Task input ->
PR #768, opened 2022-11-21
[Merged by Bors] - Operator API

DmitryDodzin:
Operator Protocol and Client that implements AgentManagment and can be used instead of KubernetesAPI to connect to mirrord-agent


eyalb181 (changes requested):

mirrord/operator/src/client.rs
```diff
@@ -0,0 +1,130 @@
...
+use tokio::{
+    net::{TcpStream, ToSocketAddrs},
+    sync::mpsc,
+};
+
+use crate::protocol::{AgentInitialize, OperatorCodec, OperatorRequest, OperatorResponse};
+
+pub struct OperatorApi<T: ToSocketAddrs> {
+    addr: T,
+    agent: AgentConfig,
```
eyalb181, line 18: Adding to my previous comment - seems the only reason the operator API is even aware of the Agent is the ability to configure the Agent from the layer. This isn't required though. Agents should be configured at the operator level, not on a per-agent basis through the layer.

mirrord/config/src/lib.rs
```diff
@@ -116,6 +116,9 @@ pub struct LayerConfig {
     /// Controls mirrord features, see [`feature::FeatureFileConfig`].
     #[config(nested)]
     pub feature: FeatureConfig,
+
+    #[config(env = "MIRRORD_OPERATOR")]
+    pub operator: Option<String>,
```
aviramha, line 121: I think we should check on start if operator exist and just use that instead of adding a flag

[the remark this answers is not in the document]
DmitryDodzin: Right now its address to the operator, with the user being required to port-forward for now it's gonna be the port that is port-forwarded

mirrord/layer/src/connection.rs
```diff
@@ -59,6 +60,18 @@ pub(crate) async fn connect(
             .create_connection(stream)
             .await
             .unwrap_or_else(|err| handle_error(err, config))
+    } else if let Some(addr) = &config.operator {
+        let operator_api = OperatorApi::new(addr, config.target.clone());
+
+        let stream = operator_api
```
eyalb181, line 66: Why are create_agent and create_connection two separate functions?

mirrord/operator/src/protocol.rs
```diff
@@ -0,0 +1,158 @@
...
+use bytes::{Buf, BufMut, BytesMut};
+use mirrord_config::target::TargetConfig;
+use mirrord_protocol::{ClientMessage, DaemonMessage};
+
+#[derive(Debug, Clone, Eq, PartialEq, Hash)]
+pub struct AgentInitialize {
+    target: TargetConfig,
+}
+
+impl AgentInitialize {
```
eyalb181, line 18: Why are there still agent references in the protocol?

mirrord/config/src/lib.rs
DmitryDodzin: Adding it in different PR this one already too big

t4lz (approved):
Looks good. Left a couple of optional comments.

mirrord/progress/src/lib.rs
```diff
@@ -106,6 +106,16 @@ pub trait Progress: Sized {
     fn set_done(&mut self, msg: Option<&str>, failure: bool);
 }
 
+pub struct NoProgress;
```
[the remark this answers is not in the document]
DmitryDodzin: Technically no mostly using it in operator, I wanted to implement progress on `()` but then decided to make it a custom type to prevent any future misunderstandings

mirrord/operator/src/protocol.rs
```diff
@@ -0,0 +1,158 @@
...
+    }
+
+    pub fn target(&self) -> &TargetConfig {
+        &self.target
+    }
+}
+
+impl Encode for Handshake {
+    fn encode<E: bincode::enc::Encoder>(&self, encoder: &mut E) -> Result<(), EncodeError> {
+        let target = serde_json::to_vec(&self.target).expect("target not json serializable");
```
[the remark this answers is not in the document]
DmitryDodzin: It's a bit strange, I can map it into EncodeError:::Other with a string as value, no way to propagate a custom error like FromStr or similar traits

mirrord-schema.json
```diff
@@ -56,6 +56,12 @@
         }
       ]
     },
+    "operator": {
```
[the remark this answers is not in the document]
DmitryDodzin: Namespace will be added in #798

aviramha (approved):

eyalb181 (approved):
--
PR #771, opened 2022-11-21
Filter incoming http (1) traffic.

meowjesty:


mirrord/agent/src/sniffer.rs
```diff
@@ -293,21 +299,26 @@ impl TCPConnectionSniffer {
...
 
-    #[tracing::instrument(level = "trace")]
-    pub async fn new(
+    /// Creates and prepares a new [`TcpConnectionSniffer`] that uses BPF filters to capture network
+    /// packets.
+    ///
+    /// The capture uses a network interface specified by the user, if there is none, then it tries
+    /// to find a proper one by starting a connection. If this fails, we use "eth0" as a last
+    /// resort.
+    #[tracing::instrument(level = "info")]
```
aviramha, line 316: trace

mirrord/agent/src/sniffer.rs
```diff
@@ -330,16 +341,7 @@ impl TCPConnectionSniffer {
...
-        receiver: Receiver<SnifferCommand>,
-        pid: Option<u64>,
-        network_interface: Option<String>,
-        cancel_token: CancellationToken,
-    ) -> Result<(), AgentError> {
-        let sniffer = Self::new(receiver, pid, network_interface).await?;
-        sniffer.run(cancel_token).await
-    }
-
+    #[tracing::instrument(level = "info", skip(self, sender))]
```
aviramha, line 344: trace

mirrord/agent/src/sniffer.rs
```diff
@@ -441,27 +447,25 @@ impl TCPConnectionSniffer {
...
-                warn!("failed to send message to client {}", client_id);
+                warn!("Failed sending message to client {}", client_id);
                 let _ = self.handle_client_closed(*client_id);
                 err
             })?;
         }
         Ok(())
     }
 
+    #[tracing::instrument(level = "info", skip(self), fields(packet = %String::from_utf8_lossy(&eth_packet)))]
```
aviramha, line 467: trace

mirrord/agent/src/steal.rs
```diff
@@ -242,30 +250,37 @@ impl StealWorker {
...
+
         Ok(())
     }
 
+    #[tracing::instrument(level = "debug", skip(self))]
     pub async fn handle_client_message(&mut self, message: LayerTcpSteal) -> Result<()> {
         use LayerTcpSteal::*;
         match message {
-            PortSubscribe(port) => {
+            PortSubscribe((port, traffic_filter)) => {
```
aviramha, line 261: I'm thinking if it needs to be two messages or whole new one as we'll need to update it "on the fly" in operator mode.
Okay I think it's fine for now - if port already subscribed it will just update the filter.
* * *
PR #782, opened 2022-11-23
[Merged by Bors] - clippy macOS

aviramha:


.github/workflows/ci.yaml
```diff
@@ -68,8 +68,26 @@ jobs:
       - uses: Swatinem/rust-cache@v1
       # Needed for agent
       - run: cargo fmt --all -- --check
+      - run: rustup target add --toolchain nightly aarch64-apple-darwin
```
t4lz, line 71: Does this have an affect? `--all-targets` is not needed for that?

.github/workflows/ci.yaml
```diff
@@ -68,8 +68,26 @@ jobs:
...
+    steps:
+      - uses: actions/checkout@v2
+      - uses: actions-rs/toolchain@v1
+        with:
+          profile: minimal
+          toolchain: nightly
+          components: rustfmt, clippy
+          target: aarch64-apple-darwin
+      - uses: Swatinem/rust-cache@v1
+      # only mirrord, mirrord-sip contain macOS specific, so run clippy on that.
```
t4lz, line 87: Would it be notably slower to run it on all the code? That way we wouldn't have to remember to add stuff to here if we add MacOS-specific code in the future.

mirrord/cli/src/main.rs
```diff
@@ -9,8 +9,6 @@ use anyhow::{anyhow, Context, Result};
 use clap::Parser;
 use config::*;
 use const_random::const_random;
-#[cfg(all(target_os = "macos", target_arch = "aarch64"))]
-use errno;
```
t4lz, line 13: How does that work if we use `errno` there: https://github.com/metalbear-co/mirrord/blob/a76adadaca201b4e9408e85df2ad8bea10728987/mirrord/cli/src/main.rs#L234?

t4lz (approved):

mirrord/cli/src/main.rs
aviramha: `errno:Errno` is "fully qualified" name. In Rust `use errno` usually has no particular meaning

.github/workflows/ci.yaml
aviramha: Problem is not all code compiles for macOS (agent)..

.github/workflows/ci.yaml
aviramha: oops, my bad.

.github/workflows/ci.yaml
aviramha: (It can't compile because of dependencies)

Exercise ->
Each line in the listing above from the one containing "aviramha: Problem is" through the one containing "aviramha: (It can't" should be repeated exactly, and no other line.

Response ->
aviramha: Problem is not all code compiles for macOS (agent)..

.github/workflows/ci.yaml
aviramha: oops, my bad.

.github/workflows/ci.yaml
aviramha: (It can't compile because of dependencies)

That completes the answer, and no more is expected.